What is expected –
With the records below as your source, retype each line exactly from the top down to the line that contains "The code is", and include that line.

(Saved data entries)
▽

PR #377, opened 2021-09-21
Add acb_add_error_arb

albinahlback:
Also add acb_add_error_arf to the documentation.

This is nice to have when developing libraries where error-bounds need to be calculated using arbs (for example if they involve special functions like upper incomplete gamma functions etc.).

Let me know if anything can be improved, or if tests are needed.


fredrik-johansson:
arb_add_error_arb should be arb_add_error

Issue #118, opened 2022-03-30
Example project of integrating rsmpi into mpi4py with maturin


tbetcke:
Hi,

I have created a small demonstration project of how to pass a communicator from mpi4py into rsmpi using automatically generated cffi bindings from `maturin`. 

The code is available at:

https://github.com/betckegroup/mpi4py_with_rsmpi

The difficulty was passing the communicator. If we directly want to pass a pointer to MPI_Comm we would have to include the "mpi.h" header file into the maturin build process, which caused us quite a few errors. So we ended up converting a pointer to MPI_Comm into a uintptr_t and passed this to a Rust usize, from where we could convert this back to a pointer to MPI_Comm. Since maturin only sees a C interface that takes an integer this is straightforward to generate bindings for and is handled automatically by maturin.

△

Output below –
PR #377, opened 2021-09-21
Add acb_add_error_arb

albinahlback:
Also add acb_add_error_arf to the documentation.

This is nice to have when developing libraries where error-bounds need to be calculated using arbs (for example if they involve special functions like upper incomplete gamma functions etc.).

Let me know if anything can be improved, or if tests are needed.


fredrik-johansson:
arb_add_error_arb should be arb_add_error

Issue #118, opened 2022-03-30
Example project of integrating rsmpi into mpi4py with maturin


tbetcke:
Hi,

I have created a small demonstration project of how to pass a communicator from mpi4py into rsmpi using automatically generated cffi bindings from `maturin`. 

The code is available at:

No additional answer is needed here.